La loi de 1991 sur les collectivités locales , modifiée depuis son entrée en vigueur, définit au chapitre 2 les compétences des communes et des comtés (6( * )) .

Outre le pouvoir général qui leur permet de régler, sur leur territoire, toutes les questions qui ne relèvent pas de la compétence de l'Etat ou d'une autre entité, la loi leur attribue explicitement des compétences en matière industrielle et commerciale.

I. LE DOMAINE DES AIDES

1) Les aides générales et indirectes

La loi sur les collectivités locales ne limite pas le domaine des aides aux entreprises : à l'article 8-1 du chapitre 2, elle prévoit que les collectivités peuvent prendre des mesures pour la promotion générale de l'entreprise sur leur territoire.

A l'alinéa suivant du même article, et conformément au principe d'égalité , qu'elle développe à l'article 2 du chapitre 2, elle précise qu'une aide spécifique peut être apportée à des entreprises particulières seulement s'il existe de solides raisons pour le faire.

2) Les activités économiques

La loi permet également aux collectivités de s'engager elles-mêmes dans des activités économiques, dans la mesure où elles le font indépendamment de toute recherche de profit et où leur action vise avant tout à fournir des biens et des services aux habitants.

II. LE REGIME JURIDIQUE

L'institution la plus originale est constituée par les 22 sociétés de développement régional ALMI , créées en 1994 à l'initiative du Parlement et qui emploient environ 500 personnes.

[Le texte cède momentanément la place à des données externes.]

PR #11011, opened 2026-06-05
feat(): monorepo  first steps with backwards compat

### LINKED ISSUE #10894: Improve repo structure with sub packages
This is probaly a major effort.
the extensions folder we have today is an hack and solves only partially the issue.

Ideally we end up with a packages folder where there is a core package that containers fabricjs as it is today, and a small package per extension.
This should be doable with yarn or pnpm but it needs to be investigate.
Also is probable that fabricJS package requires a name change in order to support @fabricjs/core and @fabricjs/gradient-controls just to make an example.

This would allow for easier pick up from developers, and every package could have its own small readme file and would be displayed easily in the native github interface. On top of that we don't have to publish everything every time, if you need to add a new package you don't need to update fabricjs for it.

Every package should reference fabricJS as a depedency and not bundle it during build.

Each package outside core would have only a modern build, no umd file for scripts tags in quick examples.
We would drop some convenience for modernity.

Typescript / lint / prettier configs needs to be the same, hopefully referenced from core and just reused.
Each package needs to have its own test command, but should be a single test command that runs them all for the CI.

With time then the github actions files can be instructed to run specific actions only on the packages that actually received changes, exactly as we do for changelog.md

e2e tests needs to be split as well, and when fabricJS is changed, everything needs to be checked, but when an extension is changed only its subset of tests can be run ( probably )

The main website on fabricJS.com then needs to be updated to handle it.

This is a disruptive change but better now than later when there are more im

Smrtnyk:
introduced public 
@fabricjs/core
@fabricjs/browser
@fabricjs/node
internal 
@fabricjs/e2e for e2e tests that consume new packages

and 
@fabricjs/*extension-name* for every extension


Smrtnyk:
@asturur I did some ground work for monorepo structure
introducing new packages
the build command still builds root fabric package with its entrypoints like browser node and extensions
that should be intact, but this also introduces new packages in monorepo which also build independently
I added e2e package that is private and for playwright tests, that import these new scoped packages and individual extensions
all tests work and pass, they were all moved using git mv
It would be good if you could check this branch out test it, inspect build artifacts etc... do the changes if you want
I suppose this could be merged as a first step and in other PRs to do the migration of the core fabric into `@fabric/core` and not sure what your vision is and how you want to publish under which versions 
I also added some smoke tests to verify the built artifacts

There is no hurry for a review, this is a bigger PR, so whenever you find time 
I will in the mean time go back to usual routine, check sonar, see if there are some minor bugs to be fixed etc...

asturur:
i ll be fully focusing on this soon, i was supposed to start it, i had a bunch of codex work done but you started before. I ll do some basic questions before reading all the work.

My first question is that i see that most of the code stay in SRC ( because i don't see diffs i assume files didn't move ). Should that be core package?

Git history seems good, files are recognized as moved rather than deleted and re-created.

Smrtnyk:
> My first question is that i see that most of the code stay in SRC ( because i don't see diffs i assume files didn't move ). Should that be core package?

well, I myself am not sure, I suppose so, that src should go to the core fully, unless there is some separation to be done to move to browser and node packages and core gets some less stuff in

so far, what this achieves is that it adds these 3 packages, but keeps the root fabric untouched, and it can be reorganized in a 2nd step
Ideally by you since you know the fabric the best and what should go to which package and how it should be separated

currently core package is just a wrapper around the root src, and when built in the dist it contains the same thing the root fabric dist has
so it is a full backwards compat package without moving the src files yet

Smrtnyk:
btw sorry for not syncing with you before starting this
If you prefer the work you have done so far please feel free to discard this PR
It is not that i invested much time into it, so do not worry about that
it was mostly just moving things around

asturur:
> btw sorry for not syncing with you before starting this If you prefer the work you have done so far please feel free to discard this PR It is not that i invested much time into it, so do not worry about that it was mostly just moving things around

Yeah there isn't any sync requirement here. This was discussed with an issue before, we wanted to do this, who starts, starts.

The only rules are let's not merge things without human reviews and if something we don't like in code or attitude we call it out clearly and with explanations asap.

extensions/linear_gradient_controls/linearGradientControls.ts
```diff
@@ -1,40 +1,9 @@
...
-import { Control, controlsUtils } from 'fabric';
-import {
-  linearGradientColorActionHandlerGenerator,
-  linearGradientColorPositionHandlerGenerator,
-  linearGradientControlLineRender,
-  linearGradientCoordPositionHandlerGenerator,
-  linearGradientCoordsActionHandlerGenerator,
-} from './linearGradientHandlers';
+import type { Control, Gradient } from 'fabric';
+import { createLinearGradientControls as createCoreLinearGradientControls } from '../../packages/gradient-controls/src/linearGradientControls';
```
asturur, line 2: i picked this file as an example, but should those imports being package scoped?

e2e/tests/visual-output/rendering/index.spec.ts-snapshots/svg-import/nested-clippath-triple.png
asturur, line 1: do you know why we lost those 2?

Smrtnyk: we merged this duplicate nested paths bugfix that added these 2, and after rebase these were missing in the new location, so i ran the e2e tests in the new package and now they live as new files in the e2e package

will see if i can rewrite history somehow to show them as moved

extensions/linear_gradient_controls/linearGradientControls.ts
Smrtnyk: it was for backwards compat, since all extensions are moved to the packages but the fabric/extensions build was preserved to still have all the extensions, so rollup can pull it from the source
I am not sure what the plan is, but for now fabric and fabric/extensions, fabric/node and fabric/browsers are still preserving its dist

in the future when the scoped fabric packages are ready to be published, we should point to the new scoped packages of course
as i said best is if you could check out this branch run the builds and check the artifacts, and then do futrther file migrations to sort the scoped packages how you envision them

asturur (dismissed):
I read this a bunch of time and i asked also CODEX to guide me in understanding the future from on with the monorepo.

There are github actions to change and the compatibility package needs to be done differently, but i don't want you to stay with a large PR open so long.

Please fix the conficts and we can merge. then i ll proceed with the codex suggestions in a followup.

there are 2 important security fixes to do, if we see it takes too much time to make this new packages publishable i branch off 7.4.0 and i add the security fixes there and publish with that old branch

Smrtnyk:
> I read this a bunch of time and i asked also CODEX to guide me in understanding the future from on with the monorepo.
> 
> There are github actions to change and the compatibility package needs to be done differently, but i don't want you to stay with a large PR open so long.
> 
> Please fix the conficts and we can merge. then i ll proceed with the codex suggestions in a followup.
> 
> there are 2 important security fixes to do, if we see it takes too much time to make this new packages publishable i branch off 7.4.0 and i add the security fixes there and publish with that old branch

Hi Asturur, I don't have access to my laptop until sunday late in the evening. If you are able to rebase (basically accept pnpm lock and run pnpm install to regenerate) that should be it and I can approve

Smrtnyk:
I actually had time to do it from brothers computer

asturur (approved):

asturur:
Ok i will start the PR i planned with the codex investigation that will move the src files and flip the compatibility package and update the publishing action.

Chacune de ces sociétés est détenue à hauteur de 51 % par la société-mère ALMI , qui est propriété de l'Etat, et de 49 % par le comté .

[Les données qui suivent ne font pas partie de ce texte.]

PR #11012, opened 2026-06-08
fix(sandbox): restore vanilla startup with pnpm

asturur:
Fixes the vanilla CodeSandbox startup path after the pnpm migration by removing an undeclared transitive dependency and preventing watcher setup failures from crashing startup.

- Use the existing color helper instead of undeclared chalk.
- Only attach the build-status reload watcher when Fabric watch is enabled and handle watcher errors.
- Scope the vanilla Parcel watcher to the sandbox directory.


asturur:
@Smrtnyk while looking again at why nested clippaths fails on my setup, i found i broke this with pnpm and i need to have it working

Smrtnyk (dismissed):

Smrtnyk (approved):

Ces sociétés de développement régional fournissent des prêts aux entreprises en cours de constitution et aux PME qui souhaitent se développer . Les prêts ALMI couvrent en général seulement 20 % des fonds requis, mais permettent aux entreprises d'obtenir plus facilement des crédits bancaires, car ils constituent en quelque sorte un gage du caractère sérieux du projet présenté. Les taux d'intérêt des prêts ALMI sont plus élevés que ceux du marché compte tenu des risques encourus.

En 1997, environ 4 000 entreprises ont bénéficié de prêts ALMI représentant un montant total de 1,3 milliard de couronnes (soit environ 1 milliard de francs). Réduites de moitié en 1998, les ressources disponibles n'ont permis de financer que 1 750 entreprises.